→ DATA
PR #539, opened 2019-03-04
ISSUE-538 Move transaction package from common to storage-core

### LINKED ISSUE #538: Move transaction package in common to storage-core
`storage-tool` (which depends on `storage-core`) is not only used for `webservice` module in SAM and SR, but also used for independent tool. 

Having `registry-common` as a dependency pulls lots of unnecessary dependencies including `jackson` and `hadoop-client` which are not relevant to storage modules. There's no chance for using transaction package in common without depending on storage-core, so it's safe to move them into `storage-core`.

HeartSaVioR:
This helps us to isolate `storage-core` with `registry-common`, which brings huge number of transitive dependencies especially from `hadoop-client`.

Closes #538

### DIFF
--- a/schema-registry/rest-service/src/main/java/com/hortonworks/registries/schemaregistry/webservice/ConfluentSchemaRegistryCompatibleResource.java
+++ b/schema-registry/rest-service/src/main/java/com/hortonworks/registries/schemaregistry/webservice/ConfluentSchemaRegistryCompatibleResource.java
@@ -20,7 +20,7 @@ import com.fasterxml.jackson.annotation.JsonProperty;
 import com.fasterxml.jackson.databind.ObjectMapper;
 import com.hortonworks.registries.common.catalog.CatalogResponse;
 import com.hortonworks.registries.common.ha.LeadershipParticipant;
-import com.hortonworks.registries.common.transaction.UnitOfWork;
+import com.hortonworks.registries.storage.transaction.UnitOfWork;
 import com.hortonworks.registries.common.util.WSUtils;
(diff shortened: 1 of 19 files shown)


HeartSaVioR:
Along with this I would like to discuss regarding maintaining common modules - I'd like to see either of one:

- split the project for maintaining common modules and place only common things (of course, require cross reviews)
- require cross reviews on common modules (at least `common` and `storage-*`) - require each +1 from both side (SAM side, and SR side)

I admit it's an ideal view, but worth to consider. If we are not interested on doing this, please ignore.

HeartSaVioR:
DISCLAIMER: I'm working on shading SR modules from Streamline due to Avro version conflict, and found many modules depend only on `storage-core`. Without this patch we should include `storage-core` to shaded lib and have to deal with transitive dependencies. We will relocate problematic transitive dependencies for sure, but this patch would avoid the huge efforts.

HeartSaVioR:
Now I'm proposing non-shade approach, but I think this issue is still valid.

HeartSaVioR:
@satishd 
Streamline has three usages on `transaction` module. Given that Streamline has to apply the latest Registry version because of #540 and #543, I'd like to address them (include this) altogether.
Please postpone merging this until next release if there's no resource/time for team to reflect the change to SMM.

satishd:
@HeartSaVioR We can merge this PR once @arunmahadevan is also done with his review. We will make respective changes in SMM later once registry is released with these changes.

HeartSaVioR:
This one is approved by @arunmahadevan. #544 is the one @arunmahadevan is not reviewed yet.

Issue #520, opened 2018-12-06
schema-registry-core: produce a separate artifact containing core library only


bitbrain:
# Problem

The project `com.hortonworks.registries:schema-registry-core` is configured to produce a "fat jar" artifact. This means, all required class files are packed into the same .jar file to allow execution of that .jar file.

However, other schema-registry modules depend classes from `schema-registry-core`, even if the intention of these modules is not to directly execute the .jar file. This leads to undesired side effects, since that particular `schema-registry-core` jar file is now on the classpath on any project depending on this schema registry. It contains a lot of additional class files (older Spring class files, Avro class files). This potentially leads to classfile conflicts. Another side effect is that it is not possible to override/remove dependencies coming from the core artifact, since all class files are directly part of the .jar file, instead having them defined as a pom file dependency.

# Solution

Change the Maven shade plugin inside the schema core project to generate multiple artifacts:

- the default artifact should not be executable and should only contain classfiles compiled from the core project. It should produce a lightweight library jar which can be referenced by other projects
- define an additional configuration to generate an executable jar containing all required classfile dependencies to execute it 

*Similar issues:* #223

gcsaba2:
Done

→ WHAT TO PRODUCE
Repeat the lines from the first one in the records through the line containing "for independent tool.", exactly as written, and nothing else.

→ RESPONSE TO THIS EXERCISE
PR #539, opened 2019-03-04
ISSUE-538 Move transaction package from common to storage-core

### LINKED ISSUE #538: Move transaction package in common to storage-core
`storage-tool` (which depends on `storage-core`) is not only used for `webservice` module in SAM and SR, but also used for independent tool. 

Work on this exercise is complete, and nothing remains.